» **What the exercise asks**: The listing below must be copied exactly and in full.
START Provided entries
PR #2581, opened 2021-03-24
About Page Intro Content 

weerd:
### What's this PR do?

This pull request builds out the hard-coded intro content section which includes a youtube video.

https://user-images.githubusercontent.com/105849/112393568-ab01af80-8cd1-11eb-85a5-cbfdbdad928e.mp4

👀 

I also removed the placeholder images for the hard-coded campaigns and added the correct URLs.

### Relevant tickets

References [Pivotal #177168863](https://www.pivotaltracker.com/story/show/177168863).

### Checklist

### DIFF
--- a/resources/assets/components/pages/AboutPage/AboutPage.js
+++ b/resources/assets/components/pages/AboutPage/AboutPage.js
@@ -1,6 +1,7 @@
 import { Fragment, React } from 'react';
 
-import content from './about-page-content.json';
+import data from './about-page-content.json';
+import Embed from '../../utilities/Embed/Embed';
 import { tailwind } from '../../../helpers/display';
 import { isAuthenticated } from '../../../helpers/auth';
 import SiteFooter from '../../utilities/SiteFooter/SiteFooter';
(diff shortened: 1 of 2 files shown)


resources/assets/components/pages/AboutPage/AboutPage.js
```diff
@@ -27,6 +28,26 @@ const AboutPageTemplate = () => {
...
+          <section className="base-12-grid bg-white py-12">
+            <Embed
+              className="col-span-4 md:col-span-8 lg:col-span-10 xl:col-span-4 lg:col-start-2 xl:col-start-8 xl:mt-12 xl:row-start-1 self-start"
+              url={data.content.media.url}
+            />
+
+            <div className="col-span-4 md:col-span-8 lg:col-span-10 xl:col-span-6 lg:col-start-2 xl:col-start-2 xl:row-start-1 mt-4 xl:mt-0">
+              <h2 className="mb-0 text-lg text-purple-400 uppercase">
+                About Us
+              </h2>
```
weerd, line 41: If we end up using this grid split of 6/10 (left) and 4/10 (right) we may want to add a custom component class like we do for some of the other layouts so there's less need to mess with all the changing `col-*` classes, etc.

resources/assets/components/pages/AboutPage/about-page-content.json
```diff
@@ -49,12 +49,19 @@
...
       "path": "/"
     }
   ],
+  "content": {
+    "title": "A digital platform powering real-world impact.",
+    "copy": "As the largest not-for-profit exclusively for young people and social change, DoSomething’s millions of members represent every US area code and 131 countries. Using our digital platform, DoSomething members join our volunteer, social change, and civic action campaigns to make real-world impact on causes they care about. Sorry in advance for the #humblebrag, but here are just a few of our greatest campaigns.",
+    "media": {
+      "url": "https://www.youtube.com/embed/Ph1Rb1I5tmg?controls=0"
+    }
+  },
```
weerd, line 64: Been digging having this JSON file with the hard-coded content. It should make it easier in the future if we decide to make this an editable page on Contentful, and in general it's also easy to edit for devs to jump right to the string in the JSON file than potentially need to awkwardly traverse prettified JSX.

mendelB (approved):
🖼️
END Provided entries
» **Answer to this problem**:
PR #2581, opened 2021-03-24
About Page Intro Content 

weerd:
### What's this PR do?

This pull request builds out the hard-coded intro content section which includes a youtube video.

https://user-images.githubusercontent.com/105849/112393568-ab01af80-8cd1-11eb-85a5-cbfdbdad928e.mp4

👀 

I also removed the placeholder images for the hard-coded campaigns and added the correct URLs.

### Relevant tickets

References [Pivotal #177168863](https://www.pivotaltracker.com/story/show/177168863).

### Checklist

### DIFF
--- a/resources/assets/components/pages/AboutPage/AboutPage.js
+++ b/resources/assets/components/pages/AboutPage/AboutPage.js
@@ -1,6 +1,7 @@
 import { Fragment, React } from 'react';
 
-import content from './about-page-content.json';
+import data from './about-page-content.json';
+import Embed from '../../utilities/Embed/Embed';
 import { tailwind } from '../../../helpers/display';
 import { isAuthenticated } from '../../../helpers/auth';
 import SiteFooter from '../../utilities/SiteFooter/SiteFooter';
(diff shortened: 1 of 2 files shown)


resources/assets/components/pages/AboutPage/AboutPage.js
```diff
@@ -27,6 +28,26 @@ const AboutPageTemplate = () => {
...
+          <section className="base-12-grid bg-white py-12">
+            <Embed
+              className="col-span-4 md:col-span-8 lg:col-span-10 xl:col-span-4 lg:col-start-2 xl:col-start-8 xl:mt-12 xl:row-start-1 self-start"
+              url={data.content.media.url}
+            />
+
+            <div className="col-span-4 md:col-span-8 lg:col-span-10 xl:col-span-6 lg:col-start-2 xl:col-start-2 xl:row-start-1 mt-4 xl:mt-0">
+              <h2 className="mb-0 text-lg text-purple-400 uppercase">
+                About Us
+              </h2>
```
weerd, line 41: If we end up using this grid split of 6/10 (left) and 4/10 (right) we may want to add a custom component class like we do for some of the other layouts so there's less need to mess with all the changing `col-*` classes, etc.

resources/assets/components/pages/AboutPage/about-page-content.json
```diff
@@ -49,12 +49,19 @@
...
       "path": "/"
     }
   ],
+  "content": {
+    "title": "A digital platform powering real-world impact.",
+    "copy": "As the largest not-for-profit exclusively for young people and social change, DoSomething’s millions of members represent every US area code and 131 countries. Using our digital platform, DoSomething members join our volunteer, social change, and civic action campaigns to make real-world impact on causes they care about. Sorry in advance for the #humblebrag, but here are just a few of our greatest campaigns.",
+    "media": {
+      "url": "https://www.youtube.com/embed/Ph1Rb1I5tmg?controls=0"
+    }
+  },
```
weerd, line 64: Been digging having this JSON file with the hard-coded content. It should make it easier in the future if we decide to make this an editable page on Contentful, and in general it's also easy to edit for devs to jump right to the string in the JSON file than potentially need to awkwardly traverse prettified JSX.

mendelB (approved):
🖼️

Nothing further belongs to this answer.